阿玨一時沒轉過彎來,還在想周小姐是誰,就聽見周如楠說:“澹台玨,對不起!我這麼晚才來看你!”
阿玨抬頭就見周如楠抱著一大袋東西站在房間和露台相連的門口,逆光看起來周如楠似乎瘦了點,阿玨怔了一下,對綠萼說叫她帶侄子下去玩,就很溫和的牽著周如楠的手坐在露台邊的椅子上。
為周如楠倒了杯茶水,阿玨很認真的說:“我看你似乎精神不太好,可是手背上的傷口感染了?僅僅幾天沒見而已,你怎麼都瘦了?我替你把把脈好了!”
還不等阿玨搭上她的手,周如楠卻突然哭了。她不是那種小聲啜泣也不是那種梨花帶雨的哭法,她直接抱著懷裏的袋子趴在上麵嚎啕大哭起來。
阿玨僵了僵,她不是那種會安慰人的姑娘,就是周如楠哭,她也隻是沉默的坐在邊上看著周如楠,等到周如楠不哭了,阿玨利索的遞了一條帕子過去。

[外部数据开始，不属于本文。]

PR #1545, opened 2022-08-24
Arc 1622 api installtion

gxueatlassian:
**What's in this PR?**
Add gitHubAppId to the route and each handler.

**Why**
Just installationId is not enough.

**Added feature flags**
N/A

**Affected issues**  
ARC-1622

**How has this been tested?**  
Unit test.

**Whats Next?**
N/A

### DIFF
--- a/src/routes/api/installation/api-installation-delete.ts
+++ b/src/routes/api/installation/api-installation-delete.ts
@@ -3,11 +3,11 @@ import { Subscription } from "models/subscription";
 import { getJiraClient } from "~/src/jira/client/jira-client";
 
 export const ApiInstallationDelete = async (req: Request, res: Response): Promise<void> => {
-	const githubInstallationId = req.params.installationId;
+	const gitHubInstallationId = req.params.installationId;
 	const gitHubAppId = Number(req.params.gitHubAppId) || undefined;
 	const jiraHost = req.params.jiraHost;
 
-	if (!jiraHost || !githubInstallationId) {
+	if (!jiraHost || !gitHubInstallationId) {
 		const msg = "Missing Jira Host or Installation ID";
 		req.log.warn({ req, res }, msg);
 		res.status(400).send(msg);
@@ -16,7 +16,7 @@ export const ApiInstallationDelete = async (req: Request, res: Response): Promis
 
 	const subscription = await Subscription.getSingleInstallation(
 		jiraHost,
-		Number(githubInstallationId),
+		Number(gitHubInstallationId),
 		gitHubAppId
 	);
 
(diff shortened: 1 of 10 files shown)


src/routes/api/installation/api-installation-delete.ts
```diff
@@ -4,6 +4,7 @@ import { getJiraClient } from "~/src/jira/client/jira-client";
 
 export const ApiInstallationDelete = async (req: Request, res: Response): Promise<void> => {
 	const githubInstallationId = req.params.installationId;
```
rachellerathbone, line 6: Nit: all casing for GH should be gitHub.

src/routes/api/installation/api-installation-router.ts
```diff
@@ -7,25 +7,27 @@ import { ApiInstallationSyncPost } from "./api-installation-sync-post";
 import { ApiInstallationGet } from "./api-installation-get";
 
 export const ApiInstallationRouter = Router({ mergeParams: true });
+const subRouter = Router({ mergeParams: true });
+ApiInstallationRouter.use(`(/githubapp/:gitHubAppId(\\d+))?`, subRouter);
 
-ApiInstallationRouter.post(
+subRouter.post(
```
bgvozdev, line 13: Curious what would be the path to trigger resync for a cloud customer?

src/routes/api/installation/api-installation-router.ts
```diff
@@ -7,25 +7,27 @@ import { ApiInstallationSyncPost } from "./api-installation-sync-post";
 import { ApiInstallationGet } from "./api-installation-get";
```
bgvozdev, line 7: I believe we also need to update all our runbooks?

src/routes/api/installation/api-installation-router.test.ts
```diff
@@ -0,0 +1,104 @@
+import { Application } from "express";
```
bgvozdev, line 1: 🥇

src/routes/api/installation/api-installation-router.ts
gxueatlassian: Ticket created ARC-1644.
For cloud, run book is same, so no changes.
For GHES, will do it in above ticket.

src/routes/api/installation/api-installation-router.ts
gxueatlassian: Seems the resync is routed in the `ApiRouter` as
```javascript
ApiRouter.post(`/:uuid(${UUID_REGEX})?/resync`,..., async (req, res) => {});
```

So it is not included inside this ApiInstallationRouter.

src/routes/api/installation/api-installation-delete.ts
gxueatlassian: fixed.

src/routes/api/installation/api-installation-router.ts
bgvozdev: Ok,sorry, I'm confused now :) Let me summarise my questions/concerns:

1. Could you please clarify who calls these endpoints?
2. Since we are prefixing it essentially with `githubapp` now, everything that was calling these endpoints will be broken now (no matter if it is in the code or in the runbooks), which is the cloud installations essentially (because GHES is not in prod yet)... What's the plan about it? Or noone is calling them now?

gxueatlassian: No worries, let me try to explain:
1. I believe only human or machine call these apis. (LOL, I mean pollinator or anyone does some ops in prod)
2. There's a `?` in the line `ApiInstallationRouter.use(`(/githubapp/:gitHubAppId(\\d+))?`, subRouter);`. I think that does the trick, that it can accept with or without the `/githubapp/:gitHubAppId` in the route. If you look closer to the test, it should test the scenarios that api is hitting both with and without the new route.

So in short, for current runbook (pollinator, human), cloud supporting is unchanged. Only added support is GHES, therefore I think runbook for GHES can be done in another ticket. 

Let me know if you spot anything wrong in the routing still. Thanks.

bgvozdev: Gotcha @gxueatlassian , thanks for the explanation! It makes much more sense now

bgvozdev (approved):

PR #1547, opened 2022-08-24
ARC-1641 - Block uploading files that don't have the .pem extension

krazziekay:
**What's in this PR?**
- Condition updated to check if the file is valid before displaying the success flag.

**Why**
- To avoid confusion when uploading an invalid file.

**How has this been tested?**  
- Tested in local and staging.

**Video**

https://user-images.githubusercontent.com/13076255/186343546-72034b2b-a4b7-4234-9aaf-b0375078139f.mov

### DIFF
--- a/static/js/jira-manual-app-creation.js
+++ b/static/js/jira-manual-app-creation.js
@@ -109,7 +109,7 @@ AJS.$("#jiraManualAppCreation__form").on("aui-valid-submit", (event) => {
 const replaceSpacesAndChangeCasing = (str) => str.replace(/\s+/g, '-').toLowerCase();
 
 $('#jiraManualAppCreation__uploadedFile').bind('DOMSubtreeModified', function () {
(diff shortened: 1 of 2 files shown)


static/js/jira-manual-app-creation.js
```diff
@@ -125,9 +125,10 @@ $('#jiraManualAppCreation__uploadedFile').bind('DOMSubtreeModified', function ()
 			<p>Your file has been uploaded and will be </br>
 			stored with the filename in the format of </br>
 			${appName}.private-key.pem</p>
-	`
+	`;
+	const pemFilePattern = "^\s*$|^.*\.(pem|PEM)$";
```
gxueatlassian, line 129: what does `^\s*$` means?

krazziekay: Regex updated

gxueatlassian (approved):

“你都不知道安慰我一下嗎?”周如楠用帶著鼻音的嗓子跟阿玨說。
阿玨一本正經地答道:“哭有很多好處的,從大夫的角度看,淚水不僅潤滑我們的眼球和眼瞼,而且你難道不覺得哭過之後眼睛看的更清晰了嗎?另一方麵,哭泣的話會讓你的情緒得到釋放,壓抑的心情得到發泄,我看你剛剛過來的樣子很明顯就是鬱結於心了,要是你哭完能好一點的話,我不介意你大哭一場,就像出汗一樣,那些無用的、多餘的水分會排出體外,人會覺得輕鬆些!”
周如楠竟然覺得阿玨說的很有道理,不自覺的點點頭。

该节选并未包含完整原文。